- **Instructions to follow**
From the entries below, copy every line that holds the word "commits".

- **Material provided**
------------------------------------------------
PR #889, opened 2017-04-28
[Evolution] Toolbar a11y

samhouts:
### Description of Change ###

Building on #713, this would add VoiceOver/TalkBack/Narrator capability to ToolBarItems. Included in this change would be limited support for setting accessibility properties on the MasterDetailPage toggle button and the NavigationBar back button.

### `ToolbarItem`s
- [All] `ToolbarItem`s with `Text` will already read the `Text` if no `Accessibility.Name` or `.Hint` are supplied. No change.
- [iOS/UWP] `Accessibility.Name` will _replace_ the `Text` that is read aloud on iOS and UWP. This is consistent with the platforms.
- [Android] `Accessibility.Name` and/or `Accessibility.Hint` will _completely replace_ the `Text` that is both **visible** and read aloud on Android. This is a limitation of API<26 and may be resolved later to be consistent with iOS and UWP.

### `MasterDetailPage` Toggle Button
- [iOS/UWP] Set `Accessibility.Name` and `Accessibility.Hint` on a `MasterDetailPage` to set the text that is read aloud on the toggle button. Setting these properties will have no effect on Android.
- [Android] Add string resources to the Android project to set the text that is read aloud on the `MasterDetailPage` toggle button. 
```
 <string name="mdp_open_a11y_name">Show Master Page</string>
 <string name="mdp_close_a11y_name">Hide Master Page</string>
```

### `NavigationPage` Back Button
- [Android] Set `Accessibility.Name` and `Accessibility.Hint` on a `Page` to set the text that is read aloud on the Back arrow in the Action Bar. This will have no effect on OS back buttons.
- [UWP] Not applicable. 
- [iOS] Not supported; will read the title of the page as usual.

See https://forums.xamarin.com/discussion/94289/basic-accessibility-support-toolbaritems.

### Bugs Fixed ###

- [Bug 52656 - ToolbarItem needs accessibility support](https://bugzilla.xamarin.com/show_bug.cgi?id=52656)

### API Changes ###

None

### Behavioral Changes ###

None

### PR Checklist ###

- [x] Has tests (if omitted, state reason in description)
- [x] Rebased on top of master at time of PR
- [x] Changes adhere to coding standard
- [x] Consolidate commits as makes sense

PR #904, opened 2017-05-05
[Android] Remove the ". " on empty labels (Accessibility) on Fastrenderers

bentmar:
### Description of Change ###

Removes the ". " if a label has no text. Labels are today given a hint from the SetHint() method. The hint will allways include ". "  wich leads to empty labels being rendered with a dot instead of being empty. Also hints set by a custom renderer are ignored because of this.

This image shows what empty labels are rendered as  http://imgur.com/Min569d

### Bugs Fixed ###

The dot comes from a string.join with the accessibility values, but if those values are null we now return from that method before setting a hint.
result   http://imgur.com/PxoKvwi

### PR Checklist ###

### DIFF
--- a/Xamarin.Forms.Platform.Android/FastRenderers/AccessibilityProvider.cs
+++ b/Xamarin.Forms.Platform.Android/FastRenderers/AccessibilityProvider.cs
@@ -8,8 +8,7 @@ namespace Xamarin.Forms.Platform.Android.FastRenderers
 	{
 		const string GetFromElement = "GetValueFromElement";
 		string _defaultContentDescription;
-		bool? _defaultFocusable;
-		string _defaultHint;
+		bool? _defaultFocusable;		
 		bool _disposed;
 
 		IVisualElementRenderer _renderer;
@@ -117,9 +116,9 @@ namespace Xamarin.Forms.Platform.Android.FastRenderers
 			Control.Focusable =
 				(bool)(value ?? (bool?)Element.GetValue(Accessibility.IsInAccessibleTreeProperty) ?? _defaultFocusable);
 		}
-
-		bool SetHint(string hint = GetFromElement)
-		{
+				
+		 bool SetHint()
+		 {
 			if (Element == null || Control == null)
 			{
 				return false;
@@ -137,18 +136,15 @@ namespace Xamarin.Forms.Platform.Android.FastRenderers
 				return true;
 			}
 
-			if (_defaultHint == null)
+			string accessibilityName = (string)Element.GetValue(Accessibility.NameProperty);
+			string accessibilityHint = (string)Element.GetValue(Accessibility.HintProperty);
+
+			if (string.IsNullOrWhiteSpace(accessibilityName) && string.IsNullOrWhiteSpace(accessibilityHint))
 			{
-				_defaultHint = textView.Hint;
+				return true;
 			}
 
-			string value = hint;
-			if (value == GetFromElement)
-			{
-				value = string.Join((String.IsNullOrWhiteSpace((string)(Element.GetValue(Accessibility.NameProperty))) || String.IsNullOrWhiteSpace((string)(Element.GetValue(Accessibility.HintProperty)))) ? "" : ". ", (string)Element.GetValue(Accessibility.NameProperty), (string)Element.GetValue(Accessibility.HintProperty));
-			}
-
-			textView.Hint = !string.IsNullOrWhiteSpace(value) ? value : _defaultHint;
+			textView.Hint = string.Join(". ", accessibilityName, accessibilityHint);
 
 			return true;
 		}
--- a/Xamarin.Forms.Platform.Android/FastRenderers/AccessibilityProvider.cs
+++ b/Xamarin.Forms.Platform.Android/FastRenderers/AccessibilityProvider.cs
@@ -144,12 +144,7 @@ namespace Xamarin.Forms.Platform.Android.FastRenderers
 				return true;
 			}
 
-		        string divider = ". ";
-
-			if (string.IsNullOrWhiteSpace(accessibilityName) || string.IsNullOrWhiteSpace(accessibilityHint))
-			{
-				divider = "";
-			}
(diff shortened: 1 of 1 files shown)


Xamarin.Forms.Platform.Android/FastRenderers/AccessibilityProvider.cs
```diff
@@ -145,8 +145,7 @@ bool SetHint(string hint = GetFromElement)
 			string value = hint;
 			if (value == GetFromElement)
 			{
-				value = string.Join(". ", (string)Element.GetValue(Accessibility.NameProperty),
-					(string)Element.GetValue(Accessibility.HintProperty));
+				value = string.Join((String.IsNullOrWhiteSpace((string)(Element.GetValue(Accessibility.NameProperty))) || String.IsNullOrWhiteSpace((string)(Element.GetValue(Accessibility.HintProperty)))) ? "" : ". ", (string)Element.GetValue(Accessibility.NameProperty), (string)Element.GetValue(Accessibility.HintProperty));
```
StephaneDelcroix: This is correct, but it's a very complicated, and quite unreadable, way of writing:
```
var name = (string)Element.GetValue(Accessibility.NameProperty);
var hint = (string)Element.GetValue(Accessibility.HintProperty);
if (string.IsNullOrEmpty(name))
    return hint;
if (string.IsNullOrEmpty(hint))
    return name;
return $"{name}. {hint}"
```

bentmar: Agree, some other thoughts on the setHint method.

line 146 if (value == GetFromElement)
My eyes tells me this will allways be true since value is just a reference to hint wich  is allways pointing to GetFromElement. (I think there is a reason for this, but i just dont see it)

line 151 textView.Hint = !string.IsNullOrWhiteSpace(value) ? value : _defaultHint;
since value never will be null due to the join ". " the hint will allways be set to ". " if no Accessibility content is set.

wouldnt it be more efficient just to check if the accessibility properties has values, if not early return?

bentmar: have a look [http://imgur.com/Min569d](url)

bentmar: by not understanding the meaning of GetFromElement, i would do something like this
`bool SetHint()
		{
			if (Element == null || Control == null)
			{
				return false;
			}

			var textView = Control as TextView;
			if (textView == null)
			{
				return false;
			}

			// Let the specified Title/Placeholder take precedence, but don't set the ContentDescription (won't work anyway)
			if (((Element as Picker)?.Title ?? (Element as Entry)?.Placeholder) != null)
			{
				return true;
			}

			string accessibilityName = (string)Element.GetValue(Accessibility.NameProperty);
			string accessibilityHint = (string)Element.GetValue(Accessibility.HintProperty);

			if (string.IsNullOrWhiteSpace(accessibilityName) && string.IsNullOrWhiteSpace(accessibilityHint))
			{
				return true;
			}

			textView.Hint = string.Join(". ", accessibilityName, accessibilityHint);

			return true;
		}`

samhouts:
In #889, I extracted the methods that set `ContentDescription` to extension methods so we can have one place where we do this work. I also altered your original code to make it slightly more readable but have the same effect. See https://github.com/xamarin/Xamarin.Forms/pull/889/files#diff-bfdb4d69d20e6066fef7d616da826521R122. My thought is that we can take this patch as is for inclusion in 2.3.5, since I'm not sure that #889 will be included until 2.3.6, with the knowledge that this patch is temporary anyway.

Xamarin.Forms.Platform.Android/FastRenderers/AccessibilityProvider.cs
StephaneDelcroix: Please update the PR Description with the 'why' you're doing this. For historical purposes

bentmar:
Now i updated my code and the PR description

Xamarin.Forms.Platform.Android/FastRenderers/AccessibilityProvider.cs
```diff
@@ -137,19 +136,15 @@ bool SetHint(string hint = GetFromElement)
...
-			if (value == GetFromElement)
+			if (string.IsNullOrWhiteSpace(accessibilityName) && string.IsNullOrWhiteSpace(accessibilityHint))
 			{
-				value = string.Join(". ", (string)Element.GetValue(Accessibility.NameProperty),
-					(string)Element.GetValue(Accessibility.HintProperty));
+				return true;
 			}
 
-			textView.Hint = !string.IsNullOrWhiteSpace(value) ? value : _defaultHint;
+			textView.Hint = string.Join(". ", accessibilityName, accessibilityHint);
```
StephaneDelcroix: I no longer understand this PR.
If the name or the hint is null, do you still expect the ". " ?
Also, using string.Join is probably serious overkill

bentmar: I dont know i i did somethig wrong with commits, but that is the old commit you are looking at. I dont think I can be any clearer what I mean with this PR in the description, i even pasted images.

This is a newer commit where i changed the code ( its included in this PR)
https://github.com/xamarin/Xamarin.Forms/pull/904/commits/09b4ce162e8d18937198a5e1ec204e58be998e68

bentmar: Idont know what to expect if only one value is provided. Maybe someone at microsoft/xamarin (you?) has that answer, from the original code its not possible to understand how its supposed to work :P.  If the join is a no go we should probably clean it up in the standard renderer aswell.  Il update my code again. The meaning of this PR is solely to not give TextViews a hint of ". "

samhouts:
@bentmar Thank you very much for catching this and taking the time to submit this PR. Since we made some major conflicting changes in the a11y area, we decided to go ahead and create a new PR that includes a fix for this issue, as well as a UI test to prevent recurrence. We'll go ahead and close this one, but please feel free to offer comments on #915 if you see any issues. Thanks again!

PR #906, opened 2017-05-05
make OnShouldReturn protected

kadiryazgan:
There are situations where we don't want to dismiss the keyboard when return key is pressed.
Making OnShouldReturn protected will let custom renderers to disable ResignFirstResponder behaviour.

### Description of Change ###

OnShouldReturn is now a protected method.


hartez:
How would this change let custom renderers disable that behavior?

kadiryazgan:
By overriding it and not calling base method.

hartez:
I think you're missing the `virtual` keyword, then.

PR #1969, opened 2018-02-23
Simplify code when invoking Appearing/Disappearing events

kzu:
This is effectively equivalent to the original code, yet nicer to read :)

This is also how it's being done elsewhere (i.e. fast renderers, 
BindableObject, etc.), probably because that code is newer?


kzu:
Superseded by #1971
------------------------------------------------
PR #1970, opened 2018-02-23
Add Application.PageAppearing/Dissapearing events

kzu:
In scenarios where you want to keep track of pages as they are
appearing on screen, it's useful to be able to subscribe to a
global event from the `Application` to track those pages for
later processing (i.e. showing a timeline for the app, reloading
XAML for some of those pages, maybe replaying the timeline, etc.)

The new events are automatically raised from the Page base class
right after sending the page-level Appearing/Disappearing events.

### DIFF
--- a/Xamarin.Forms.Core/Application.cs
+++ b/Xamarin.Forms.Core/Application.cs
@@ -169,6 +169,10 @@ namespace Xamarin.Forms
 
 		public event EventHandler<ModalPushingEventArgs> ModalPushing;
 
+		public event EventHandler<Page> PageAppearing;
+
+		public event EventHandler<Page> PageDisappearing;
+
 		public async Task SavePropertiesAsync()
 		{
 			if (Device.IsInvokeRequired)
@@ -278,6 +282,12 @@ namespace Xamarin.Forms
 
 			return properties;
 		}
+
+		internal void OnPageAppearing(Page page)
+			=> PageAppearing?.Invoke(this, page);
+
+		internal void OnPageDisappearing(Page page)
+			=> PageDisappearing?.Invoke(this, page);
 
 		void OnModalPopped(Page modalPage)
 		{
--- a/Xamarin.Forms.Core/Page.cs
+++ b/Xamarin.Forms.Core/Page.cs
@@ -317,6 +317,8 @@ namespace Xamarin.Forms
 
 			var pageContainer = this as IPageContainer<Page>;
------------------------------------------------
- **Exercise output**
- [x] Consolidate commits as makes sense
bentmar: I dont know i i did somethig wrong with commits, but that is the old commit you are looking at. I dont think I can be any clearer what I mean with this PR in the description, i even pasted images.
https://github.com/xamarin/Xamarin.Forms/pull/904/commits/09b4ce162e8d18937198a5e1ec204e58be998e68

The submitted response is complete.